Was I that naïve? Had I missed so much deterioration in my own home community? Was my old stomping grounds now so scary after dark that dangerous thugs lurked on every street corner, brandishing guns and pretending to be in gangs? Were thugs, or wanna-be-thugs scaring aging computer programmers just after dark so badly that they risk getting killed? By the time of this incident, I was a computer programmer, like MD. Though I don’t own a gun, I believed in the Castle doctrine, I even believed in SYG, like MD. If my life was threatened by a gang of hoodlums, I believed I had a right to defend myself from imminent harm, and as a woman if I had a gun (which I don’t) and I felt someone was going to kill me, I wouldn’t chance aiming to wound, because I might miss and then I’d be killed. If I was fighting for my life, I’d defend myself to the death. I know that. But was this really a life-and-death decision here? Now? Truly in my own backyard? That was hard to believe, and even harder to stomach.

When I first heard the local news, I believed the risk of harm was from gang fights. No, then I’m told it was random. Wow. So was the threat from a gang-banger who thought they encountered a rival gang? No. Rival gang wanna-be? No. Then I learned the threat, the scariest part of that night was actually caused from a white anglo-Protestant. Not too different from me. I’m a woman, but I’m a technical geek, who believes I have a right to defend myself, and ok, I’m not the most personable person in all social circumstances. I could almost understand where this guy might be coming from.

Except that I couldn’t, I can’t, and I never will be able to. Where Dunn claims he saw fear, I see the smile of my next-door neighbor’s son. Thank God that young man’s graduated high school and enters college in a few months. He’s cruised with friends, played loud music, stopped for gum on his way to the mall to hit on high school kids of the opposite sex. Heck, who hasn’t? Has my neighbor’s son mouthed off to cranky older men who fussed at them? I’m sure he has. Did my friends? I know they did. There but for the grace of God…

Did I (and those friends) still become honest, good, tax-paying and contributing members of society?
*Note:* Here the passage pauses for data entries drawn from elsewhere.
Issue #4474, opened 2017-10-31
Add `phpcs` as a Git pre-commit hook


danielbachhuber:
To avoid unnecessary build failures, it would be helpful to have `phpcs` as a required pre-commit hook for the repository. It's fast-enough (5s) that it shouldn't be a hinderance to development.

danielbachhuber:
Looks like we'd need symlink a short executable script to `.git/hooks/pre-commit` on `composer install` or similar, because `.git/hooks` isn't tracked in VCS

schlessera:
@danielbachhuber:
The way this is now done will overwrite an existing git hook in the developer's local codebase.

For a safer approach, maybe consider using https://github.com/php-composter/php-composter

gitlost:
Removed this from the 1.5.0 milestone per office hours slack https://wordpress.slack.com/archives/C02RP4T41/p1516726954000467

danielbachhuber:
This was shipped with #4622 and #4696

PR #4622, opened 2018-01-19
Script to create the Git pre-commit hook.

tiagohillebrandt:
Creates a Git pre-commit file to run phpcs once every commit (https://github.com/wp-cli/wp-cli/issues/4474).

### DIFF
--- a/composer.json
+++ b/composer.json
@@ -79,6 +79,11 @@
 		"psr-0": { "WP_CLI": "php" },
 		"psr-4": { "": "php/commands/src" }
 	},
+	"scripts": {
+		"post-install-cmd": [
+			"./utils/git-setup-pre-commit-hook"
+		]
+	},
 	"extra": {
 		"autoload-splitter": {
 			"splitter-logic": "WP_CLI\\AutoloadSplitter",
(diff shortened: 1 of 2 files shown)


gitlost:
Thanks for the PR @tiagohillebrandt! Although marked for the 1.5.0 milestone, this issue isn't a priority at the moment so it may take a little while before your PR is reviewed.

schlessera:
The immediate problem I see is that this always runs PHPCS over the entire codebase, not over the commit that was staged.

It would be preferable to only check the files or even only lines that are being modified, otherwise you might not be able to commit something due to unrelated problems.

danielbachhuber:
> The immediate problem I see is that this always runs PHPCS over the entire codebase, not over the commit that was staged.

Isn't this what our existing code does? I don't think it's an optimization we need right now...

schlessera:
Yes, you're right. Let's just go with this and try how it plays out. There's nothing preventing us from changing it down the line in case it is problematic.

I believe I did, and like to think we all did. But if there had been a Michael Dunn at every street corner when we grew up, that wouldn’t be the case. If every adult today only sees threat when they see teenage boys, then heaven help us all. I am so relieved that a jury of my peers, and of MD’s peers, decided MD is guilty. Right or wrong, it restores confidence to me that the suburbs in town, the places I’ve grown up in, may still be comparatively safe, as long as zealots like MD are not returned to the streets.

Wow...that is a very introspective and well thought out post and shows me just how important this verdict is for everyone...I am glad there were people like you on the jury. Thanks.
 
  • #157
  • #158
:woohoo:
 
  • #159
I am chuckling at the thought of Michael Dunn kissing goodbye forever to his elitist airplane-flying community in Paradise Beach.

Michael: You will forever live the 🤬🤬🤬🤬-life in prison, you soft, superior, self-centered piece of carp.
 
  • #160
Oh darn, i missed this trial. But i'm happy he was found guilty. It was clear the first time, I think. He did not act the least bit like a person who was afraid for his life, he acted like a guilty person.